Warner, Kaine Announce $835,000 For VIMS To Combat Sea Level Rise in Hampton Roads
WASHINGTON, D.C. – U.S. Senators Mark R. Warner and Tim Kaine announced today that the Virginia Institute of Marine Science (VIMS) will receive $835,000 for research into cost-effective nature-based infrastructure from the National Oceanic and Atmospheric Administration (NOAA) through the Coastal Resilience Grants Program. With a range from 1 ½ to 7 feet of sea level rise projected by the year 2100, the Hampton Roads region is the second largest population center at risk from sea level rise in the nation, behind only New Orleans. Analyses by the Congressional Budget Office and the Multihazard Mitigation Council of the National Institute of Building Sciences estimate that every $1 invested in resilient infrastructure upfront saves $3 to $4 in future losses on the back-end after a major disaster strikes.
“Each year, coastal Virginia sees major storms and flooding, and it’s wise to invest in resilient infrastructure upfront – not just after an extreme weather event – and to put the expertise of leading scientists at places like VIMS to good use,” the Senators said. “Resilience isn’t only about building seawalls and pumps but about making smarter use of nature’s infrastructure, like tidal wetlands that absorb more flood water and reduce risk to flood-prone areas. We are grateful to NOAA for recognizing this innovative research, and we will continue working to bolster Virginia’s resilience to sea level rise and climate change for the sake of our national security and coastal communities.”
Today’s funding was made available by NOAA’s Regional Coastal Resilience Grant Program, which provides grants to support communities and their planning efforts to combat negative impacts of rising oceans and coastal flooding. More information on today’s awards is available here.

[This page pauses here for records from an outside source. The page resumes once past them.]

PR #12481, opened 2026-08-04
perf(async-repl): size hashbeat digest buffers by set count, not leaf count

jeroiraz:
## Motivation

An alloc_space profile from a production v1.38.7 cluster (3000+ single-tenant collections, RF>1, async replication enabled) showed **33% of all process allocations** flat in `replica.(*Finder).CollectShardDifferences.func1`. The per-target closure pre-allocated `LeavesCount(height)` digests — **1 MiB at the single-tenant hashtree height of 16** — before the level descent even started. Converged replicas break at the root having consumed 16 bytes of it, so the fleet paid ~1 MiB × (RF−1) per shard every 30 s (~17 TB/day at that scale) for comparisons that almost always agree. Multi-tenant deployments are hit 64× lighter (height 10 → 16 KiB), which is why this surfaces on single-tenant fleets.

## Change

- `Level` now requires the output buffer to hold `discriminant.SetCount()` digests instead of the full level width. It writes exactly one digest per set bit, which is the contract `LevelDiff` already documents and validates — the old check was over-strict.
- The finder keeps one buffer per `CollectShardDifferences` call, resized per level to the walk's set count and reused across levels and target nodes. Walk width is bounded by 2× the number of diverging nodes at the previous level, so descents allocate proportional to actual divergence: a converged compare costs one 16-byte allocation; k diverging leaves plateau at ~2k digests regardless of depth.
- The server-side `HashTreeLevel` handler and the local `Diff` walk size their buffers the same way.

## Compatibility / risks

- **No wire change**: responses were already truncated to the written prefix (`digests[:n]`); mixed-version clusters are unaffected.
- The `Level` capacity check is only relaxed (wider input domain accepted), never tightened — callers passing full-width buffers remain valid.
- Key review area: buffer-reuse safety. `Level` overwrites the full consumed prefix on every call and `LevelDiff` reads only that same prefix; nothing retains the slice across iterations (the state carried forward is the walk bitset, and the final result is the leaf bitset → range reader, never the digest buffer).

## Tests

- Alloc regression: the converged-path test fails on the previous implementation at ~2.1 MB/call (two targets × 1 MiB) and passes now under a 256 KiB bound.
- Divergent-descent and mixed-target tests assert exact leaf ranges via a mock peer serving levels from a real hashtree, covering buffer growth and cross-target reuse.
- Capacity-contract tests for both `HashTree` and `CompactHashTree`.
- Full `usecases/replica` suite green under `-race`; golangci-lint and the goroutine linter are clean.

## Rolling-upgrade hardening (follow-up commits)

Reviewing the mixed-version matrix surfaced a hazard this PR's own sizing commit would have introduced: `Bitset.Unmarshal` trusted the wire-carried set count, and with buffers sized from it, a payload claiming fewer set bits than present could have panicked the receiving node. On the base branch that count was not consumed anywhere on the server path, so a malformed count was harmless there — the validation commit closes an intra-PR hazard, and the shipped state is strictly hardened relative to base (malformed counts are now rejected instead of ignored). `Unmarshal` now rejects any serialization whose carried count disagrees with the masked popcount of its words — the mask preserving `SetAll`'s legitimate trailing bits — closing the panic path at the single wire ingress shared by the REST and gRPC handlers. Well-formed peers of any version are unaffected.

Upgrade safety is machine-checked: a response-equivalence test pins that set-count-sized buffers yield byte-identical digest counts and content to the previous full-width sizing for every level and discriminant shape, and the transport codecs are length-driven on both sides (server marshals the returned slice; client appends fixed-size records until EOF), so un-upgraded peers observe unchanged bytes in both directions.

## Empirical rolling-upgrade validation

Validated on a local 3-node RAFT cluster rolled node-by-node from the official `1.38.7` image to this branch built with `-race` (panic recovery disabled so any panic crashes the node): 10 single-tenant RF=3 collections (height-16 hashtrees) plus one 3-shard collection, hashbeat at 5s, ~460k CL=ONE writes running continuously through all three upgrade windows. Results: zero panics/data races on all six node-lifetimes, zero `invalid bset serialization` rejections in either direction (all 1.38.7 payloads accepted), all hashbeat failures were `503 Node not ready` restart transients, exact replica convergence (per-shard vector counts identical across nodes) in every mixed window and at the end, root pre-filter exercised across versions on the multi-shard collection (812 ok / 1 restart-window error), and the post-upgrade allocation profile shows `CollectShardDifferences` gone from the top allocators (0.64% cumulative for the whole hashtree area, formerly 33% flat).

## Review-response hardening

A subsequent in-depth review prompted one more commit, plus a correction:

**Correction to the earlier hardening note (and my Copilot reply):** on the base branch the wire-carried bitset count was *not* consumed anywhere on the server path — `Level` iterated actual bits into a full-width buffer, so a malformed count was harmless and responses were correct. The count dependency was introduced by this PR's buffer-sizing commit and closed by its validation commit; the shipped state is strictly hardened relative to base (malformed counts are now rejected instead of ignored), but the panic vector was intra-PR, not pre-existing.

The hardening commit adds:
- **Request-level bounds before allocation:** `Shard.HashTreeLevel` rejects `level > maxHashtreeHeight` up front and allocates the digest buffer only after the initialized/height checks under the lock, capping it at the real tree width (the URL-supplied level was previously unbounded; base allocated `2^level` unconditionally, so this also strictly improves on base).
- **Level defends itself:** the write loop bounds against the buffer independently of the discriminant's cached set count, so its memory safety no longer rests solely on `Bitset.Unmarshal` validation two packages away.
- **No convergence from malformed level responses:** the finder now requires exactly one digest per set discriminant bit; an unloaded lazy shard's empty level — or any short/over-long response — reads as a failed target, never as agreement. `LazyLoadShard.HashTreeLevel` reports `ErrAsyncReplicationNotActive` like its checkpoint sibling, mapped to REST 412 / gRPC FailedPrecondition. Note this path is currently unreachable via RPC because `getOptInitLocalShard` → `preventShutdown` force-loads lazy shards regardless of `ensureInit` (contradicting the intent of 55ce1ca2e6); that contradiction affects all GetShard RPC paths and is deliberately left for a follow-up — this change defuses the trap in advance.
- **Client-side allocation clamps:** the three binary stream readers cap their Content-Length-derived preallocation at caller-known bounds (`SetCount()`, the digests-in-range limit, the compare-digests request size); a peer's header alone can no longer drive an unbounded `make` on the requesting node (the previous `<= math.MaxInt` guard was vacuous on 64-bit).
- **Operability:** failure Warns throttle on a dedicated token (success Debugs consumed the shared one even below the enabled log level and could starve them); bset serialization rejections are a typed sentinel (`ErrInvalidBsetSerialization`) with per-cause context; handler labels no longer say "from json" for a binary payload.
- **Contract + dedupe:** `AggregatedHashTree.Level` documents the positional digest contract (one per set bit, dense, ascending — what `LevelDiff` relies on); `SizeDigests` replaces the four hand-copies of the grow-or-reslice sizing.

Declined from the review, with rationale: removing the `Bitset.setCount` cache (post-hardening there are two independent safety layers, and deleting the field changes Bitset performance/API for all users while losing the explicit wire-corruption signal); merging the "twin" tests (their coverage arms are not supersets). The `hashtree_diff.go` sizing change touches what is a test-only path in production terms — kept as it now shares the same helper.

## Second adversarial review round

A two-reviewer deep audit (core-algorithm and wire/mixed-version lenses, probe-verified against both this branch and the base) found **no rolling-upgrade, divergence, or peer-triggerable-panic regression**: the set-count validation cannot reject any payload the frozen v1.35+ `Bitset.Marshal` produces (the mutators cannot drift the cached count — fuzzed across word boundaries and `SetAll`/`Unset` sequences), old servers already return exactly one digest per set bit so the strict finder check never fires against healthy peers of any supported version, and the reused digest buffer never leaks stale entries across the sequential target walk. It did surface two fixes and one hardening, landed as three commits:

- **Clamp caller-supplied record bounds in the binary stream readers.** The preallocation caps introduced earlier in this PR compared against the caller's bound without clamping at zero, so a negative "unlimited" `limit` from a future `DigestObjectsInRange` caller would have reached `make` with a negative capacity and panicked. Intra-PR hazard, caught before merge. The bound remains a sizing hint only — response length is still enforced by the finder, not the readers.
- **Uninitialized hashtree now maps to 412.** The `ErrAsyncReplicationNotActive` → 412/FailedPrecondition wiring described above was dead code on the level path: the only reachable "not active" state — a hashtree still running its init scan, which can take minutes on a large shard — returned a bare error and surfaced as 500, alarm-shaped and inconsistent with `CreateAsyncCheckpoint` on the same shard state (the lazy-shard sentinel branch is unreachable via RPC, as already noted). A handler-level test now pins sentinel → 412 end-to-end across the package boundary.
- **Set-count drift hardening.** The exact-`SetCount()` buffer regime left `LevelDiff`'s positional reads bounded only by the cached count, guaranteed two packages away by `Bitset.Unmarshal`; it now bounds reads in its own loop (error, not panic, on an understated cache). The finder and local `Diff` reject a short local `Level` write (`n != need`) before comparing, closing the stale-tail read an overstated cache would otherwise cause silently. `Bitset.Unmarshal` commits to the receiver only after full validation, so a rejected payload can no longer leave a torn bitset. Golden wire-format vectors (hard-coded bytes, including `SetAll` with trailing bits at a non-word-aligned size) pin the frozen `Marshal` layout all of the above relies on.

Pre-existing findings deliberately left for follow-up (all pre-date this PR): the finder's error compounder masks per-target `ErrNoDiffFound`, so one persistently failing target suppresses the async-checkpoint→live-tree fallback for healthy targets; `Bitset.Unmarshal` accepts peer-declared sizes up to 512 MiB before any level bound is applied (legitimate discriminants max out at 128 KiB, so a cap at `LeavesCount(maxHashtreeHeight)` is a natural companion); the stream-reader caps bound only preallocation while the append loops and the legacy JSON/gRPC decode paths remain uncapped (`io.LimitReader` would finish the job).

### DIFF
--- a/adapters/clients/replication.go
+++ b/adapters/clients/replication.go
@@ -170,6 +170,10 @@ func readDigestsInRangeBinaryStream(r io.Reader, contentLength int64, maxRecords
 		if recordCount > int64(maxRecords) {
 			recordCount = int64(maxRecords)
 		}
+		// a caller-supplied negative bound must not reach make
+		if recordCount < 0 {
+			recordCount = 0
+		}
 		results = make([]types.RepairResponse, 0, int(recordCount))
 	}
 	var buf [replica.DigestObjectsInRangeRecordLength]byte
@@ -249,6 +253,9 @@ func readCompareDigestsBinaryStream(r io.Reader, contentLength int64, maxRecords
 		recordCount := contentLength / int64(replica.CompareDigestsRecordLength)
 		if recordCount > int64(maxRecords) {
 			recordCount = int64(maxRecords)
+		}
+		if recordCount < 0 {
+			recordCount = 0
 		}
 		results = make([]types.RepairResponse, 0, int(recordCount))
 	}
@@ -864,6 +871,9 @@ func readDigestsBinaryStream(r io.Reader, contentLength int64, maxRecords int) (
 		recordCount := contentLength / int64(hashtree.DigestLength)
 		if recordCount > int64(maxRecords) {
 			recordCount = int64(maxRecords)
+		}
+		if recordCount < 0 {
+			recordCount = 0
 		}
 		digests = make([]hashtree.Digest, 0, int(recordCount))
 	}
--- a/adapters/clients/replication.go
+++ b/adapters/clients/replication.go
@@ -20,7 +20,6 @@ import (
 	stderrors "errors"
 	"fmt"
 	"io"
-	"math"
 	"math/rand"
 	"net/http"
 	"net/url"
@@ -148,7 +147,7 @@ func (c *replicationClient) DigestObjectsInRange(ctx context.Context,
 	}
 
 	if res.Header.Get("X-Response-Encoding") == "binary" {
-		return readDigestsInRangeBinaryStream(res.Body, res.ContentLength)
+		return readDigestsInRangeBinaryStream(res.Body, res.ContentLength, limit)
 	}
 
 	// Legacy JSON fallback for older nodes.
@@ -163,12 +162,15 @@ func (c *replicationClient) DigestObjectsInRange(ctx context.Context,
 // by writeDigestsInRangeResponse. Each record is
 // replica.DigestObjectsInRangeRecordLength bytes: 16-byte UUID (RFC-4122
 // binary form) + 8-byte UpdateTime (int64 big-endian).
-func readDigestsInRangeBinaryStream(r io.Reader, contentLength int64) ([]types.RepairResponse, error) {
+func readDigestsInRangeBinaryStream(r io.Reader, contentLength int64, maxRecords int) ([]types.RepairResponse, error) {
 	var results []types.RepairResponse
 	if contentLength > 0 {
-		if recordCount := contentLength / int64(replica.DigestObjectsInRangeRecordLength); recordCount <= int64(math.MaxInt) {
-			results = make([]types.RepairResponse, 0, int(recordCount))
+		// Content-Length is peer-controlled; never pre-size beyond the request's own bound
+		recordCount := contentLength / int64(replica.DigestObjectsInRangeRecordLength)
+		if recordCount > int64(maxRecords) {
+			recordCount = int64(maxRecords)
 		}
+		results = make([]types.RepairResponse, 0, int(recordCount))
 	}
 	var buf [replica.DigestObjectsInRangeRecordLength]byte
 	for {
@@ -236,17 +238,19 @@ func (c *replicationClient) CompareDigests(ctx context.Context,
 		return nil, fmt.Errorf("status code: %v, error: %s", res.StatusCode, b)
 	}
 
-	return readCompareDigestsBinaryStream(res.Body, res.ContentLength)
+	return readCompareDigestsBinaryStream(res.Body, res.ContentLength, len(digests))
 }
 
 // readCompareDigestsBinaryStream decodes a fixed-size binary stream produced
 // by postCompareDigests. Each record is replica.CompareDigestsRecordLength bytes.
-func readCompareDigestsBinaryStream(r io.Reader, contentLength int64) ([]types.RepairResponse, error) {
+func readCompareDigestsBinaryStream(r io.Reader, contentLength int64, maxRecords int) ([]types.RepairResponse, error) {
 	var results []types.RepairResponse
 	if contentLength > 0 {
-		if recordCount := contentLength / int64(replica.CompareDigestsRecordLength); recordCount <= int64(math.MaxInt) {
-			results = make([]types.RepairResponse, 0, int(recordCount))
+		recordCount := contentLength / int64(replica.CompareDigestsRecordLength)
+		if recordCount > int64(maxRecords) {
+			recordCount = int64(maxRecords)
 		}
+		results = make([]types.RepairResponse, 0, int(recordCount))
 	}
 	var buf [replica.CompareDigestsRecordLength]byte
 	for {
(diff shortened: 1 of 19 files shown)


jeroiraz:
The Copilot finding on `SetCount()` trust is addressed by 1316b5be6b, pushed alongside the flagged diff:

- `Bitset.Unmarshal` now validates the carried count against the masked popcount of the received words and rejects any mismatch (`invalid bset serialization`) — this is the single wire ingress shared by both REST handlers and the gRPC replication service, so no unmarshalled discriminant with an inconsistent count can reach `HashTreeLevel` or `Level`.
- Under-reported counts (the panic vector) and over-reported counts (the over-allocation vector) are both popcount mismatches, so both are rejected before any digest buffer is sized. Post-validation, `SetCount() ≤ Size()`, and the handler still bounds `Size()` to `LeavesCount(level)` — worst-case allocation is identical to the pre-change full-width bound.
- Malformed-payload regression tests are included: tampered counts (understated to 0, partially understated, overstated) plus round-trips covering `SetAll`'s legitimate trailing bits beyond `size`, which the popcount mask preserves.

e0436f8574 additionally pins that set-count-sized buffers return byte-identical level responses to the previous full-width sizing across all levels and discriminant shapes, for rolling-upgrade safety.

jeroiraz:
Correction to my earlier reply above: "previously it only produced a garbage response" was inaccurate. On the base branch the wire-carried set count was not consumed anywhere on the server hashtree-level path — `Level` iterated actual bits into a full-width buffer, so a malformed count was harmless and responses were correct. The unvalidated-count hazard was introduced by this PR's buffer-sizing commit and closed by its validation commit. The latest hardening commit additionally makes `Level` bound its writes independently of the count cache, bounds the request-supplied level before any allocation, makes the finder treat any response that is not exactly one digest per set discriminant bit as a failed target, and clamps the client-side Content-Length-driven preallocations to caller-known bounds.

tsmith023 (approved):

In May, Warner and Kaine introduced the Building Up Infrastructure and Limiting Disasters through Resilience (BUILD Resilience) Act, a bill to establish a competitive grant program for resilient infrastructure investment. This legislation will bolster the ability of regions like Hampton Roads to implement projects and strategies to reduce regional vulnerability to threats like sea level rise and recurrent flooding.